# Bombeiros supporters card



## travelling-man (Jun 17, 2011)

As there has been some previous discussion about this I thought some might like to know how to get a Bombeiros supporters card. 

The easy way is to print the phrase below then to go to your local Bombeiros and show it to them.

They should ask you for a fee of about E20 per year but I think this varies from area to area and in return, you get a card that gives you a discount on some of their services.

Personally I don't care about the discounts but it will be nice to be able to support my local Bombeiros.

The phrase is: 

"Olá,

Gostaria de saber o que é necessário para me inscrever como sócio da vossa associação de bombeiros, e qual o valor da quota?

Gostaria ainda de saber quais os benefícios que tenho enquanto sócio.
Obrigado."

Which means something like:

"Hello,

I want to register as a member of your association of firefighters, and what the cost?

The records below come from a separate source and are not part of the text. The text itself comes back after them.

PR #1817, opened 2023-08-16
Detect and avoid a loop when the extracted item is equal its parent archive (#1814)

### LINKED ISSUE #1814: Corrupted ISO caused an "infinite recursion loop" in SevenZipParser
This problem was reported by another user. He provided the triggering file privately.
Although the file is corrupted, 7-zip for Windows extracted some subitems successfully (and warned about the corruption).

@lfcnassif, I guess he sent the file to you too, right?
Not sure if you had time to take a look.
I was able to reproduce the issue and write a workaround, which basically detects if the extracted file is identical to the parent (archive) file (which was causing the loop).
This seems to be a very specific issue, so I am not sure if it is worth adding this check, or if there is another better solution.

tc-wleite:
Closes #1814.

@lfcnassif, in the code I used an auxiliary stream to check if the subitem content is equal to its parent. Maybe that could be done in a more concise way (using the same InputStream), but I was concerned about possible side effects, so I kept it the way it is.

### DIFF
--- a/iped-engine/src/main/java/iped/engine/task/ParsingTask.java
+++ b/iped-engine/src/main/java/iped/engine/task/ParsingTask.java
@@ -145,6 +145,8 @@ public class ParsingTask extends ThumbTask implements EmbeddedDocumentExtractor 
     private static final int MAX_SUBITEM_DEPTH = 100;
     private static final String SUBITEM_DEPTH = "subitemDepth"; //$NON-NLS-1$
 
+    private static final String PARENT_CONTAINER_HASH = "PARENT_CONTAINER_HASH";
+
     /**
      * Max number of containers expanded concurrently. Configured to be half the
      * number of workers or external parsing processes if enabled. See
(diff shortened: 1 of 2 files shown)


lfcnassif:
Thank you @tc-wleite! But actually I thought in a more general approach: trying to check this into ParsingTask.parseEmbedded(...) method, so it would apply to any container type. Extracting a subitem equal to its parent seems always bad to me... What do you think?

tc-wleite:
> Thank you @tc-wleite! But actually I thought in a more general approach: trying to check this into ParsingTask.parseEmbedded(...) method, so it would apply to any container type. Extracting a subitem equal to its parent seems always bad to me... What do you think?

It makes total sense.

lfcnassif:
Maybe we could add the protection to both places, perhaps this Tika parser can be used by another internal or external project...

tc-wleite:
> Please tell me what do you think and what approach we should keep, or both.

The approach you submitted is much better (more concise and more general). 
I was looking for a solution like that, but I wasn't sure where to add it.
I reverted the commits I made yesterday.

lfcnassif:
Thank you for reviewing! Do you think we could include this into 4.1.4, or since it now has a much broader scope and the issue seems rare, we should wait for 4.2.0?

lfcnassif (approved):

tc-wleite:
> Thank you for reviewing! Do you think we could include this into 4.1.4, or since it now has a much broader scope and the issue seems rare, we should wait for 4.2.0?

Well, both options seem reasonable. I can't see any undesirable side effects, so it would be safe to include in 4.1.4.

PR #6764, opened 2025-03-11
feat(designer): Introduce chunk text with metadata action

abhargavams:
## Type of Change

* [ ] Bug fix
* [x] Feature
* [ ] Other

## Impact of Change

### DIFF
--- a/libs/logic-apps-shared/src/designer-client-services/lib/base/operationmanifest.ts
+++ b/libs/logic-apps-shared/src/designer-client-services/lib/base/operationmanifest.ts
@@ -125,6 +125,7 @@ const edifactbatchencode = 'edifactbatchencode';
 const edifactdecode = 'edifactdecode';
 const parsedocument = 'parsedocument';
 const parsedocumentwithmetadata = 'parsedocumentwithmetadata';
+const chunktextwithmetadata = 'chunktextwithmetadata';
 
 export const apiManagementConnectorId = '/connectionProviders/apiManagementOperation';
 export const azureFunctionConnectorId = '/connectionProviders/azureFunctionOperation';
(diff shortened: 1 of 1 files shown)


libs/logic-apps-shared/src/designer-client-services/lib/base/operationmanifest.ts
```diff
@@ -125,6 +125,7 @@ const edifactbatchencode = 'edifactbatchencode';
 const edifactdecode = 'edifactdecode';
 const parsedocument = 'parsedocument';
 const parsedocumentwithmetadata = 'parsedocumentwithmetadata';
+const chunktextwithmetadata = 'chunktextwithmetadata';
```
preetriti1, line 128: Is this present both in standard and consumption? If you make changes here it is assumed it is prsent in both places.
and i have not seen any entry for this in consumption data

preetriti1 (changes requested):

libs/logic-apps-shared/src/designer-client-services/lib/base/operationmanifest.ts
abhargavams: Can you please tell where to do the changes if we have to go only for standard.

preetriti1: You have to create similar object in standard/operationmanifest.ts service implementation like how we have for consumption inside consumption/operationmanifest.ts for supportedTypes and manifestObjects.

Currently consumption is a super set of all types supported in standard, hence we didnt have any new object. But please follow that to create else this will also show up in consumption and might fail workflow runtime.

bjbennet: I tested the changes in the local desinger and Im only seeing the "chunk with metadata" action in standard workflows and not in consumption workflows

Standard
 image

Consumption
image

PR #6766, opened 2025-03-11
feat(designer): Introduce agent connections

ccastrotrejo:
## Type of Change

* [ ] Bug fix
* [X] Feature
* [ ] Other

> [!NOTE]
> I added skip validation for saving workflow when enable agentic loops is checked
> URL and key-based authentication is the only auth method for now

## Current Behavior

Agent action didn't required a connection creation 

## New Behavior

Agent now requires a connection creation and also saves the connection in the new `AgentConnections` in the connections.json

## Impact of Change

Not a breaking change

## Test Plan

 

**Test will be added later**

#### Screen recording for agent connection

https://github.com/user-attachments/assets/d63a80d1-f5bd-4305-8e00-ab6da5a9ea10

#### Agent connections after saved workflow
CleanShot 2025-03-12 at 10 50 37@2x


ccastrotrejo (commented):
Self reviewed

I would also like to know what benefits I have as a partner.

Thank you."

Hope that's of help to some of us.


----------



## canoeman (Mar 3, 2011)

Reduced ambulance fees being one


----------



## travelling-man (Jun 17, 2011)

Just a quick update:

I've just been to my local Bombeiros and the minimum you need to pay is E10 but can pay more and if you give them a passport pic of yourself they'll also send you a photo ID card in the mail.


----------



## canoeman (Mar 3, 2011)

We also collect the polythene water bottle tops for them all helps


----------



## travelling-man (Jun 17, 2011)

I didn't know they took them but thanks for the tip


----------